O estranho era que o herói Aquiles tem pouco desenvolvimento de personalidade durante a guerra. Para mim parecia mais uma birra (talvez com alguma razão, mas certamente exagerada) e levou a não apoiar os gregos nos combates, de modo que estes sofriam grandes perdas.
A função da história não era mostrar que Aquiles desenvolveu alguma virtude ou se desenvolveu durante a história. Os gregos entendiam que a história não era sobre o crescimento de um herói, e sim sobre um herói já feito. E um dos pontos que eu não entendi era que os gregos não viam a conduta de Aquiles como injusta, mas como bem justificada. O que realmente importou não era ele não ter recebido os espólios de uma das batalhas, e sim ele ter sua honra ferida por Agamemon. Os heróis merecem a honra assim como deuses merecem os sacrifícios, daí é compreensível e justo que ele recuse em continuar ajudando nas batalhas se não seria reconhecido pelos seus pares.
Parece que só algum tempo depois que os gregos começaram a se preocupar mais em como os heróis eram formados. O mais importante da história era mostrar vários heróis conhecidos dos gregos como o próprio Aquiles, Agamenon, Ajax, Odisseu, lutando juntos em uma guerra importante. Os heróis são apresentados como exemplos adultos a servirem de modelos, e não como humanos comuns se esforçando para superar seus limites. Na verdade, os heróis são mais semideuses em sua grandeza e é assim que são retratados.
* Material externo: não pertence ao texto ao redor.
PR #1603, opened 2023-03-28
feat: Add Spotify track/episode support

desmaraisp:
Using the [Spotify Iframe API](https://developer.spotify.com/documentation/embeds/references/iframe-api), we can embed and control spotify tracks and episodes. Some things can't be controlled, like playback speed and volume, but otherwise, toggling pause/play, setting the timestamp, settings event callbacks are all things we can do

To use this feature, pass a link of format "spotify:track:id" or "spotify:episode:id" to the player. (Let me know if you want that changed to URLs, I felt like to was more natural to use the spotify URIs instead of URLs, as that's what the spotify api returns most of the time)

I also fixed a small issue related to the loop mechanism being broken when using lazy players.

Small note though. To view items, the viewer MUST be logged in with their spotify account (premium not required, unlike the Spotify playback SDK) otherwise they get a 30-sec preview. Functionality is mostly maintained, the clip is simply cut short

Should partially address #161

I haven't updated the readme yet, wasn't sure if you preferred to do that yourself. Just let me know if you'd like me to do that too

### DIFF
--- a/src/Player.js
+++ b/src/Player.js
@@ -213,7 +213,7 @@ export default class Player extends Component {
 
   handleEnded = () => {
     const { activePlayer, loop, onEnded } = this.props
-    if (activePlayer.loopOnEnded && loop) {
+    if ((activePlayer?._result?.loopOnEnded || activePlayer?.loopOnEnded) && loop) {
       this.seekTo(0)
     }
     if (!loop) {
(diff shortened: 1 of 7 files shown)


dgbogi564:
Not sure if it's applicable for Iframes, but vencord has a [plugin that can control the volume of Spotify embeds](https://vencord.dev/plugins/FixSpotifyEmbeds); it might be worth looking into.

PR #1620, opened 2023-04-26
Add keepPlaying to seekTo

LoyalPotato:
I just added the option to the Youtube player as that is the only one that has a pause on the seekTo.

Made it default to false so that it does not alter any behaviour that is counting on that pause.

Let me know if the other players should have the same option or not. If so, would it be better to keep them as true since it didn't have a behaviour of pause before?


luigibarbato:
It would be great for the other kind of players! 💯

Issue #1598, opened 2023-03-17
Unrecognized request for current URL with undefined at the end


YuriiRysyn:
Be sure to [search for your issue](https://github.com/CookPete/react-player/issues) before opening a new one.
Hi, need some help with. 
#### Current Behavior

For some reason, on a production build, only on a production, even if build prod version local, there is no this issue.  React Player,  before start loading and creating a vidoe blob, from hls streaming, sent request to current URL but add undefined and the end of URL. And this is ofcourse breack logic. I don't understand what this request is. Why it is there, as there should be like that. On different parts of App with different URL, it`s making same. Send some request for current URL with undefined at the end. But only on production.
On local version it is working as expected, there is no this requests at all
For some reason, on a production build, only on a production, even if build prod version local, there is no this issue.  React Player,  before start loading and creating a vidoe blob, from hls streaming, sent request to current URL but add undefined and the end of URL. And this is ofcourse breack logic. I don't understand what this request is. Why it is there, as there should be like that. On different parts of App with different URL, it's making same. Send some request for current URL with undefined at the end. But only on production.
On local version it is working as expected, there is no this requests at all
#### Expected Behavior

Understand what those requests are and fix the issue.
#### Steps to Reproduce

1.
1.
1.

#### Environment
- URL attempting to play: 
- Browser: 
- Operating system: 
- jsFiddle example: https://jsfiddle.net/sv5x3ug1

#### Other Information

![1](https://user-images.githubusercontent.com/67281495/225899174-a497515c-473d-4c0d-a1f3-0ea4351faa3a.png)
![2](https://user-images.githubusercontent.com/67281495/225899179-4325fd23-d188-4e61-9fb0-ab4426578b54.png)

YuriiRysyn:
Updates. This is probably somth with React Player version or maybe npm. Because righ now I have updated React Plyer to latest v, and started getting this errors locally also. 
Little bit strange, as on Prod was same previous version of React Player 
![Screenshot_8](https://user-images.githubusercontent.com/67281495/225903952-8990c585-3f4e-4b34-a536-1d7d0bb9a49f.png)
![Screenshot_7](https://user-images.githubusercontent.com/67281495/225903955-1f4e111a-903e-4a6b-95cd-34e8d85f5bbc.png)

YuriiRysyn:
![Screenshot_2](https://user-images.githubusercontent.com/67281495/225904858-7be41d37-937e-4c96-9934-d8797226a372.png)

[...]

PR #1622, opened 2023-04-26
fix: default player src to empty string to avoid unwanted network requests when using HLS content.

ThatTobMate:
**Issue:**

https://github.com/cookpete/react-player/issues/1598

[This](https://github.com/cookpete/react-player/blob/master/src/players/FilePlayer.js#L27) line is causing unwanted network requests when using a hls source. This line sets the active player `src` to undefined which gets set on the underlying video element as `src="undefined"` this then generates the network requests mentioned above as this defaults to `https://CURRENT_URL/undefined`.

Screenshot 2023-04-26 at 19 07 01

**Fix:**

Default to setting this.player.src as an empty string if the source value is undefined on mount. This is the case when using hls, dash or other media streams. See [here](https://github.com/cookpete/react-player/blob/master/src/players/FilePlayer.js#L320). By defaulting the src value in this case to a empty string the src property gets set on the `video` element as `<video src />`, not ideal but better than `<video src="undefined" />` and it doesn't make any unwanted requests. In the case of HLS streams the HLS package then takes control of this element and loading the actual source anyway.

I tested this by overwriting `this.player.src` to the empty string after it's been set to undefined in the breakpoint above. Seems to work ok and no unwanted network requests being fired.

I was initially going to do this instead:

```
    const source = this.getSource(this.props.url);
    if (source) {
      this.player.src = source;
    }
```

However I noted the comment about strict mode and ensuring the src value is set.

### DIFF
--- a/src/players/FilePlayer.js
+++ b/src/players/FilePlayer.js
@@ -24,7 +24,7 @@ export default class FilePlayer extends Component {
   componentDidMount () {
     this.props.onMount && this.props.onMount(this)
     this.addListeners(this.player)
-    this.player.src = this.getSource(this.props.url) // Ensure src is set in strict mode
+    this.player.src = this.getSource(this.props.url) || '' // Ensure src is set in strict mode
     if (IS_IOS) {
       this.player.load()
     }


duranmla:
Side comment this happens to me when I add multiple sources. I was trying to get the video element behavior of adding several sources to fallback until the browser can play and I start to have this `src="undefined"` check the example here:

https://codesandbox.io/embed/loving-mcclintock-vefv65?fontsize=14&hidenavigation=1&theme=light

cookpete:
I’m hoping this is fixed by #1648. If not please let me know.

PR #1833, opened 2024-04-27
add an option to load libraries from custom domain

maxired:
Hi, this Pr is an attempts to provide new configuration options to allow to load hls, dash and flv library from custom domain.
I am required to do so to use that library in a controller environment where specific domains need to be allowed to fetch content.


vkrbt:
Have the same issue and need I this changes also

luwes:
This is outdated in v3. The players are not loaded via CDN anymore but via local NPM imports with splitting.

PR #1841, opened 2024-05-08
Fix #1460: Remove memorization of getConfig to prevent stale config renders

### LINKED ISSUE #1460: File config poster attribute not changing with new state
Hi Dear,
I am using React Player as file player with attribute of poster which is set to State. 
The poster is not changing when the State of poster is changed where "imageToView" is the url of poster image

 config={{
              file: {
                attributes: {
                  poster: ImageToView
                    
                },
              },
            }}

Thanks for your support

ReaZzy:
This PR addresses #1460 by removing the memorization of `getConfig` in `src/ReactPlayer.js`. This change prevents stale config renders by ensuring that the latest configuration is always used.

Changes:
- Updates `getConfig` to be a non-memoized function.

### DIFF
--- a/src/ReactPlayer.js
+++ b/src/ReactPlayer.js
@@ -119,7 +119,7 @@ export const createReactPlayer = (players, fallback) => {
       return null
     })
 
-    getConfig = memoize((url, key) => {
+    getConfig = (url, key) => {
       const { config } = this.props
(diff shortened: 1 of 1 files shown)


luwes:
memoization is removed in v3. Thanks for the contribution.

PR #1853, opened 2024-06-06
Update default hlsVersion and dashVersion in README.md

federaljules:
README had the old default version numbers for `hlsVersion` and `dashVersion`, so this PR is to update those. Copied the new version numbers from `react-player/src/props.js`


luwes:
Please use https://github.com/cookpete/react-player#sdk-overrides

O ponto que gostaria de chegar é essa reflexão: será que quando usamos a jornada do herói não só para interpretar certos elementos do enredo, mas para fazer histórias que serão interpretadas segundo esse mesmo modelo, não acaba fechando as histórias para outras que não se encaixam bem nesse modelo de história?
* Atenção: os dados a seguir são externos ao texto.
PR #1859, opened 2024-06-26
feat: BlueBillywig player

jkoppen-bluebillywig:
Ads support for Blue Billywig media (live or on-demand, interactive, playlists) and monetization.


luwes:
thanks for the contribution but this player won't be merged into the project as the user base is too little.
it's will work great as a custom player https://github.com/cookpete/react-player#adding-custom-players though.

we'll soon create a list on the readme with 3rd party custom players for discoverability!

PR #1875, opened 2024-08-27
Support for Gumlet's player

mudit2108:
This update introduces support for embedding Gumlet player using an iframe tag.

Thank you for your attention and consideration.

### DIFF
--- a/examples/react/src/App.js
+++ b/examples/react/src/App.js
@@ -357,6 +357,12 @@ class App extends Component {
                 </td>
               </tr>
               <tr>
+                <th>Gumlet</th>
+                <td>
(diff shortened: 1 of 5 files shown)


luwes:
@mudit2108 thanks for your contribution! 

This will have to move to a media element if possible. 
I saw the API is based on https://github.com/embedly/player.js 

Maybe we could get it to work with a more generic player.js video element?
https://github.com/muxinc/media-elements/issues/132

adityapatadia:
Hey @luwes  what can we do here? Should we send PR again?
I see that issue of `media-elements` is still open.

adityapatadia:
@luwes @cookpete can you let us know if you are willing to accept PR for this? 

I also see there is no activity on this project. If needed, we at @gumlet can help to make this package better and lend a helping hand. We not only want to add Gumlet support but also want to see this player have all provider support it had in 2.x

PR #1891, opened 2024-10-09
Update default versions on readme

appare45:
Updated the default versions of hls.js and dash.js on readme based on props.js

https://github.com/cookpete/react-player/blob/3cda23fd0d43e747b8b8d2b58f04ceb6173b3552/src/props.js#L185-L186

Props are used here

https://github.com/cookpete/react-player/blob/3cda23fd0d43e747b8b8d2b58f04ceb6173b3552/src/players/FilePlayer.js#L163-L201


luwes:
it's now recommended to do this with version overrides in v3 
see here https://github.com/cookpete/react-player#sdk-overrides

Issue #1428, opened 2022-03-30
React 18 NextJS 12.1 - Hydration failed


davidkhierl:
#### Current Behavior
causing error: Hydration failed because the initial UI does not match what was rendered on the server.

#### Expected Behavior
should not cause error

#### Steps to Reproduce
1. Fresh install nextjs app, will install react 18 by default
1. include ReactPlayer component

JulianLeviston:
We got around this by effectively memoizing the loading state of it.

sandrooco:
I‘d recommend to check on something like window (which is only available on client side). This needs to be done in useEffect for proper handling.
Then you simply conditionally display the player.

`hasWindow && <ReactPlayer …/>`

Dovalization:
Like @sandrooco said, this can fix the issue.
Just a small component to show the full picture 

![video_player_component](https://user-images.githubusercontent.com/66652218/162261217-b6a1c410-5457-4772-b45b-c545a0104741.png)

inderrr:
Dynamically import the react-player to remove this error.
This fixed the error for me.

```javascript

import dynamic from "next/dynamic";
const ReactPlayer = dynamic(() => import("react-player/lazy"), { ssr: false });

```

cookpete:
These workarounds look good. It’s also possible this is fixed in `react@18.1.0` and `react-dom@18.1.0`

degitgitagitya:
Um sorry, why this issue closed? I'm still getting hydration error with `react@18.1.0` , `react-dom@18.1.0` , `next@12.6.0`.

Dynamic import fixed the issue, but the `onProgress` props isn't working.

inderrr:
@degitgitagitya It seems to be a issue with `react-player@2.10.1`. I downgraded to `2.10.0` and `onProgress` worked again.
I tested with `react@18.1.0` , `react-dom@18.1.0` , `next@12.1.6`

mrgnou:
Rendering the component on the client side only isn't a solution and has negative performance impact, this issue should be reopened.

MuMaestro:
Is it an alternative is to include a empty iframe ? I suppose iframes are a good solution as they could be marked optionaly as unoptimized. Or maybe it could include a option for client-only, where it waits of an effect to set a boolean true if window is defined, it does defeat the pourpouse of optimization, but makes a transparent workaround for some providers.
(I'm saying thins whithout a look at source code)

mrgnou:
[...]

PR #1912, opened 2025-01-10
fix issue where setState is called before hydration completes

gmferise:
Fixes the following exception:
```
This Suspense boundary received an update before it finished hydrating. This caused the boundary to switch to client rendering. The usual way to fix this is to wrap the original update in startTransition.
```


gmferise:
Related: #1428

gmferise:
Requesting review from a maintainer.

@luwes seems to be most active?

Ou, a outra reflexão: será que não falta modelos na literatura atual que sejam de heróis já formados? Pois a maioria seria de heróis em formação, sem termos a oportunidade de vê-los no seu auge exceto no final da história (ou, em alguma parte pequena da história).
Bem, existem filmes que poderíamos talvez citar, como o filme 300 de Esparta. Acho que também Batman vs. Superman e a Liga da Justiça têm em parte esse elemento de não seguirem a estrutura da jornada do herói, e sim de apresentar heróis formados que não precisam de uma grande transformação. No caso do Batman vs. Superman, o filme foi mal feito, então é complicado compreender a ideia nele. Na Liga da Justiça na versão de Snyder, os heróis mais conhecidos (Batman, Superman e Mulher Maravilha) nos são apresentados mais como modelos já formados. A aventura ainda transforma o herói, porém meu ponto é que se pensarmos só em termos de jornada do herói teremos uma incapacidade de compreender a apresentação de modelos que já surgem "perfeitos" desde o início da narrativa.